You have to use your imagination, music needs that...lol



PetrB said:


> Bzzzz, WRONG:
> 
> All the [western scale] music is _here:_
> View attachment 23991


----------



## violadude (May 2, 2011)

Musician said:


> What about it?............


It's not there. ........................


----------



## GreenMamba (Oct 14, 2012)

Harry Partch would disagree with all of you.


----------



## Musician (Jul 25, 2013)

violadude said:


> It's not there. ........................


So what, you cant put it there if you like...


----------



## violadude (May 2, 2011)

Musician said:


> So what, you cant put it there if you like...


But you said that that's all there is.


----------



## Musician (Jul 25, 2013)

violadude said:


> But you said that that's all there is.


Yes, and I also said its semantics, you can change, add, delete but the main base stays, and everything is built from there...


----------



## violadude (May 2, 2011)

Musician said:


> Yes, and I also said its semantics, you can change, add, delete but the main base stays, and everything is built from there...

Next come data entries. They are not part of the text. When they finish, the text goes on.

Issue #6427, opened 2019-03-18
Storage consul: upper case letters in service_tags are lowered


caparisi:
**Describe the bug**
Value set in consul tags should been stricly the same that defined in `service_tags` consul storage config.

**To Reproduce**

1. Setup a consul backend storage with upper case : 
```hcl
storage "consul" {
  address = "<...>:8500"
  path    = "vault"
  service = "vault"
  service_tags = "traefik.enable=true,traefik.frontend.rule=Host:test-vault.mydomain.com"
  token   = "<...>"
}
```
2. Restart / Unseal your vault
3. Check on Consul UI your `vault` service, the `Host` define in vault configuration became `host`

**Expected behavior**
All upper case in `service_tags` should not been converted in low case.

**Environment:**
* Vault Server Version (retrieve with `vault status`):
```
Key                    Value
---                    -----
Seal Type              shamir
Initialized            true
Sealed                 false
Total Shares           5
Threshold              3
Version                1.0.3
Cluster Name           vault-cluster-<...>
Cluster ID             <...>
HA Enabled             true
HA Cluster             https://<...>:8201
HA Mode                standby
Active Node Address    http://<...>:8200
```

* Vault CLI Version (retrieve with `vault version`):
```
Vault v1.0.3 ('85909e3373aa743c34a6a0ab59131f61fd9e8e43')
```

* Server Operating System/Architecture:
```
Centos 7
Docker 18.09.3 
Official vault image vault:1.0.3
```

Vault server configuration file(s):

```hcl
storage "consul" {
  address = "<...>:8500"
  path    = "vault"
  service = "vault"
  service_tags = "traefik.enable=true,traefik.frontend.rule=Host:test-vault.mydomain.com"
  token   = "<...>"
}
listener "tcp" {
  address           = "0.0.0.0:8200"
  cluster_address   = "0.0.0.0:8201"
  tls_disable       = true
}
default_lease_ttl = "1h"
ui = true
api_addr = "http://<...>:8200"
cluster_addr = "https://<...>:8201"
```

**Additional context**
Theses tags are used by a reverse proxy / load balancer [TRAEFIK](https://traefik.io/) which is case sensitive.

deniszh:
👍 
Faced exact same issue, also with Traefik.

luhhujbb:
Seems to be here:

https://github.com/hashicorp/vault/blob/f06bfa3087ab51bf7a12d339fc744e453546aad8/physical/consul/consul.go#L305

[...]

PR #6483, opened 2019-03-27
Support mixed case consul service tags on consul storage engine

ncabatoff:
When support for service tags was added, the only way we had to parse
and dedup a list of strings also forced them to be lowercase.  Now there's
another helper func that doesn't smash the case so use that instead.

Fixes #6427.

PR #9883, opened 2020-09-02
issue-6427

GabeL7r:
Fix https://github.com/hashicorp/vault/issues/6427

Same function minus the lower case functionality: https://godoc.org/github.com/hashicorp/vault/sdk/helper/strutil#ParseDedupAndSortStrings


banks:
Hey, sorry it's been so long! I'm cleaning up old issues and reaslised this PR duplicates #6483 which has some additional context as well as fixing up a test this change would break. I'm going to close in favour of that other PR which has also been open for many years 😬 .

Thanks so much for taking the initiative to add a PR for this though @GabeL7r. We'll work out on that other PR how to resolve this once and for all!

PR #9890, opened 2020-09-04
Validate to/from parameters when remounting a backend

### LINKED ISSUE #9889: Unable to delete vault mount due to HTTP 301 redirect
We ran into a situation where we had a Vault PKI and KV mounts which had a double slash (`//`) which resulted in not being able to manage those mounts appropriately. Specifically, we were unable to delete the mounts after they contained the double slash.

These mounts were created using Terraform's [`vault_mount`](https://registry.terraform.io/providers/hashicorp/vault/latest/docs/resources/mount) and later renamed which resulted in the Terraform provider correctly [moving/remounting](https://github.com/terraform-providers/terraform-provider-vault/blob/0118a1951317b103e33dfa23856d17120a2e4864/vault/resource_mount.go#L147-L159) the backend. Unfortunately, our Terraform configuration was buggy which resulted in our mount path going from `foo/bar` to `pki//foo/bar`.

`vault secrets move <from> <to>` does not validate the `from`/`to` parameters. However, Vault uses Golang's [`http.ServeMux` which will HTTP 301 redirect any double slash](https://github.com/golang/go/blob/93810ac1f4574e1e2a79ea156781bafaf8b8ebe0/src/net/http/server.go#L2383-L2388) to the request path which does not contain a double slash (e.g. `a//b` -> `a/b`). As a result, it is possible to end up in a scenario where a mount is not usable if the mount is moved to an invalid path after it has already been created.

**To Reproduce**
1. Run `vault server -dev -dev-root-token-id=root` in a separate terminal or in the background.
1. Run `export VAULT_ADDR='http://127.0.0.1:8200'`
1. Run `export VAULT_TOKEN=root`
1. Create the mount `vault secrets enable -path=pki/test pki`
1. Move the mount `vault secrets move pki/test pki//test`
1. Tune the mount with `vault read sys/mounts/pki/test/tune` results in 400 error `cannot fetch sysview for path "pki/test/"`
1. Tune the mount with `vault read sys/mounts/pki//test/tune` results in 400 error `cannot fetch sysview for path "pki/test/"`
1. Delete the mount with `vault secrets disable pki/test`
1. Delete the mount with `vault secrets disable pki//test`
1. View the secret backends `vault secrets list` and see the mount is still there

**Workaround**
To work around this you can move the mount back to the original name and then access it:
1. Move the mount back `vault secrets move pki//test pki/test`
1. Delete the mount with `vault secrets disable pki/test`
1. View the secret backend was deleted with `vault secrets list`

**Expected behavior**
A mount should not be allowed to move to a mount path that cannot be accessed. This includes both double slashes and non-printable characters. There are some other edge cases which [`path.Clean()`](https://github.com/golang/go/blob/93810ac1f4574e1e2a79ea156781bafaf8b8ebe0/src/path/path.go#L55-L69) takes care of as well.

**Environment:**
* Vault Server Version (retrieve with `vault status`): 1.5.3
* Vault CLI Version (retrieve with `vault version`): 1.5.3

mdgreenfield:
Vault uses http.ServeMux which issues an HTTP 301 redirect if the
request path contains a double slash (`//`). Additionally, vault
handles all paths to ensure that the path only contains printable
characters. Therefore use the same validation on the to/from parameters
for remounting.

Not doing this can result in a Vault mount that was originally mounted
at `pki/foo` to being remounted at `pki/foo//bar` resulting in mounts
that cannot be accessed.

fixes #9889

/cc @byxorna @ianferguson


vault/logical_system.go
```diff
@@ -1025,6 +1045,10 @@ func (b *SystemBackend) handleRemount(ctx context.Context, req *logical.Request,
 			logical.ErrInvalidRequest
 	}
 
+	if err = validateMountPath(toPath); err != nil {
+		return handleError(fmt.Errorf("'to' %v", err))
+	}
```
mdgreenfield, line 1050: Note that I did not validate the `fromPath` because if we validate it then any Vault users would not be able to move their mounts back to the original name. Also, because the `fromPath` is the path that was already cleaned by `http.ServeMux` and the non-printable characters handler, `fromPath` should only ever be a valid path when a mount is created.

vishalnayak (approved):
Thanks for submitting the PR!

vault/logical_system.go
```diff
@@ -1015,6 +1017,24 @@ func (b *SystemBackend) handleUnmount(ctx context.Context, req *logical.Request,
 	return nil, nil
 }
 
+func validateMountPath(p string) error {
+	s := path.Clean(p)
+	if p != s {
```
vishalnayak, line 1022: One wrinkle here is that "foo/" which is a valid input will become "foo" by clean which will be thrown as an error.

vishalnayak: This is caught by the tests as well. Can be fixed by retaining the "/" suffix on `s` if it was present in `p`.

vishalnayak: In the interest of time, in order to get this fix in sooner. I'll be merging this PR and fixing the breaking test in a separate PR.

But why is everything built from a melodic minor scale. That seems kind of arbitrary to me.


----------



## Musician (Jul 25, 2013)

You can change it to whatever you want...


----------



## Huilunsoittaja (Apr 6, 2010)

I'm confused.

I'm pretty sure that Schenkerian analysis would say that all (tonal) music isn't based off an ascending scale, but a DESCENDING line, always leading to the tonic.

Voila:


----------



## Petwhac (Jun 9, 2010)

I think you'll find that all the music is *here*..............................


----------



## Blancrocher (Jul 6, 2013)

I'm not sure if threads like this one help or hinder the creation of a special forum area for music theory!


----------



## aleazk (Sep 30, 2011)

Actually, the music is here:


----------



## violadude (May 2, 2011)

aleazk said:


> Actually, the music is here:
> 
> View attachment 24030


Who is that in your new avatar?


----------



## aleazk (Sep 30, 2011)

violadude said:


> Who is that in your new avatar?


Austrian composer *Georg Friedrich Haas*.


----------



## Musician (Jul 25, 2013)

The music is here and there and everywhere, if it can fit onto a musical scale then its music...


----------



## ahammel (Oct 10, 2012)

What about microtonal music? Or percussion? That's not there.


----------



## Musician (Jul 25, 2013)

Even that can fit somewhere, since it has a sound



ahammel said:


> What about microtonal music? Or percussion? That's not there.


----------



## Ondine (Aug 24, 2012)

Blancrocher said:


> I'm not sure if threads like this one help or hinder the creation of a special forum area for music theory!


I am of the opinion that it is needed one, mainly to approach listeners to know why such and such oeuvre or such and such composer sounds as it sounds and leave gossiping about their lives scattered thorugh the regular forums:

http://www.talkclassical.com/27474-forum-music-theory.html


----------



## Weston (Jul 11, 2008)

That's a very small portion of the treble clef. There are no rests. I think the rests, dynamics and accents are just as important as the notes. It could even be argued that music is not merely notes at all. Otherwise MIDI would sound adequate.


----------